=== Begin Enclosure ===

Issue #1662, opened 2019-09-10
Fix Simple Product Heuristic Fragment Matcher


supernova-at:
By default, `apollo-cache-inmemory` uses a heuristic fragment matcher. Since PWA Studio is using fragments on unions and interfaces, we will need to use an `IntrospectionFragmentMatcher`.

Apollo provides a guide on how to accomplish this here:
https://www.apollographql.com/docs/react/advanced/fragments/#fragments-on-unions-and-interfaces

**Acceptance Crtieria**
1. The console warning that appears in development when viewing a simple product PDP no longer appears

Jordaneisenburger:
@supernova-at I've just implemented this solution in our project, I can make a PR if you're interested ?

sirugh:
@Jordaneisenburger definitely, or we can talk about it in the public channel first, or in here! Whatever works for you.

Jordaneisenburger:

=== End Enclosure ===
=== Begin Enclosure ===

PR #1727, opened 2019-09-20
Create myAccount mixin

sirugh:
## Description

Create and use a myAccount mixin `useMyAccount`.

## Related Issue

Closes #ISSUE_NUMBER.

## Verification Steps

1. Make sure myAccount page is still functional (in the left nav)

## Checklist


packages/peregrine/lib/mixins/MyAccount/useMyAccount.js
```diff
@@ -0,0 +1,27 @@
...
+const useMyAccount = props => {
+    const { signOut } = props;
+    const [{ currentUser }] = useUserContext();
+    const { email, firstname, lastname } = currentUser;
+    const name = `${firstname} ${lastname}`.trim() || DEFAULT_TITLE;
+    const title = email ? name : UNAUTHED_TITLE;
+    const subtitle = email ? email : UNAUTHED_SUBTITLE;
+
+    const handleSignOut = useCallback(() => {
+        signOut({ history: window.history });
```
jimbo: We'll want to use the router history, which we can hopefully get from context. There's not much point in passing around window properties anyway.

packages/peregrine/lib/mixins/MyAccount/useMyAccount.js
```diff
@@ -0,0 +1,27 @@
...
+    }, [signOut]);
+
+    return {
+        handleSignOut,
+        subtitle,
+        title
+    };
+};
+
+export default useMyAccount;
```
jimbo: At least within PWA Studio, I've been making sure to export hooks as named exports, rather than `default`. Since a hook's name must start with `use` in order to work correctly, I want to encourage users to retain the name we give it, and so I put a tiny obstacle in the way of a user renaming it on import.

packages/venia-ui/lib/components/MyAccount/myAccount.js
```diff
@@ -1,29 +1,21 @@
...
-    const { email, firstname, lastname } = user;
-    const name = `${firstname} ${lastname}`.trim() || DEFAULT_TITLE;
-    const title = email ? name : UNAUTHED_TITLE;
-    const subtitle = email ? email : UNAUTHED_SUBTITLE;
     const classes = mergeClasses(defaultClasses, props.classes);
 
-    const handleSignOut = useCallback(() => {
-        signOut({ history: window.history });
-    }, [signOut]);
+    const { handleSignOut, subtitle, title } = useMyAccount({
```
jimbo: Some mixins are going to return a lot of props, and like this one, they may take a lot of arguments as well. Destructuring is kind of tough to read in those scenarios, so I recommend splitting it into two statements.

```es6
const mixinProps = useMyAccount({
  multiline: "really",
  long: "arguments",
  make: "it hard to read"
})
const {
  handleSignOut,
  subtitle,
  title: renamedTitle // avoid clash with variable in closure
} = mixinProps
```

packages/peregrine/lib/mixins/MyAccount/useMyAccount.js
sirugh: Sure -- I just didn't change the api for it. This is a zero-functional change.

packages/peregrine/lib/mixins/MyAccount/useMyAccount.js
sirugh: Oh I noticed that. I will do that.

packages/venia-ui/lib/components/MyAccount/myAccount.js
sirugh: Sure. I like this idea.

=== End Enclosure ===

● **TASK OBJECTIVE**: Where a line in the records above includes the string "interfaces", show it.

● **YOUR SOLUTION**:
By default, `apollo-cache-inmemory` uses a heuristic fragment matcher. Since PWA Studio is using fragments on unions and interfaces, we will need to use an `IntrospectionFragmentMatcher`.
https://www.apollographql.com/docs/react/advanced/fragments/#fragments-on-unions-and-interfaces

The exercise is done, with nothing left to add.